Stored entries
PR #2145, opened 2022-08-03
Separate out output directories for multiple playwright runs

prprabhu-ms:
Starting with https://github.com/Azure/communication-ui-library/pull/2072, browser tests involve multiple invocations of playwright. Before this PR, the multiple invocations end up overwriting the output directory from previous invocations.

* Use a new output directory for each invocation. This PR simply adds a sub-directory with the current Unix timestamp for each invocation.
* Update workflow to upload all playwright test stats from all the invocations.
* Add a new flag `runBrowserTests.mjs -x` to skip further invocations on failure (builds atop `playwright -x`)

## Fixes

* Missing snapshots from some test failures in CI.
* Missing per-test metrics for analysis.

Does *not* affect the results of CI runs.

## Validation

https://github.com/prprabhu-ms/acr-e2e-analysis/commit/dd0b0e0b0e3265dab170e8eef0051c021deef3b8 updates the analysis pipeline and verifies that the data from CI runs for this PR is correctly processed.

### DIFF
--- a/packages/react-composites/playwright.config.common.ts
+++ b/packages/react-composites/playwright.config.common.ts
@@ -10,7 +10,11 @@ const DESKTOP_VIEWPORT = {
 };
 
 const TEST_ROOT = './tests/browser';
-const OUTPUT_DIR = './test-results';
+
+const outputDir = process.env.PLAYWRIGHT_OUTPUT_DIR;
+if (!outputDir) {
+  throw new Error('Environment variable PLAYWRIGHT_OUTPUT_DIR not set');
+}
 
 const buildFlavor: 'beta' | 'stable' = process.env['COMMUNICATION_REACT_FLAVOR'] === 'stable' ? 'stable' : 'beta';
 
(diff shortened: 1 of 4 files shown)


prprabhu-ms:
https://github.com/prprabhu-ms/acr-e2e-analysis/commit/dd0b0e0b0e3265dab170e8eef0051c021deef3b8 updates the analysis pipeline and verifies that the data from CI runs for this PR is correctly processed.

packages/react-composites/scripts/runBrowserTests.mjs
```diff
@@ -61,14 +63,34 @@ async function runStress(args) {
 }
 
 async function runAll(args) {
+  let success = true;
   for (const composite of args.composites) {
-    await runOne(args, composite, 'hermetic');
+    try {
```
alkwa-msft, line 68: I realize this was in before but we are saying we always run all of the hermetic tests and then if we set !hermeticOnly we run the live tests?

*WHAT TO PRODUCE*
Each line of the data above containing the string "const" is to be copied.

*SOLUTION TO THIS PROBLEM*
@@ -10,7 +10,11 @@ const DESKTOP_VIEWPORT = {
 const TEST_ROOT = './tests/browser';
-const OUTPUT_DIR = './test-results';
+const outputDir = process.env.PLAYWRIGHT_OUTPUT_DIR;
 const buildFlavor: 'beta' | 'stable' = process.env['COMMUNICATION_REACT_FLAVOR'] === 'stable' ? 'stable' : 'beta';
   for (const composite of args.composites) {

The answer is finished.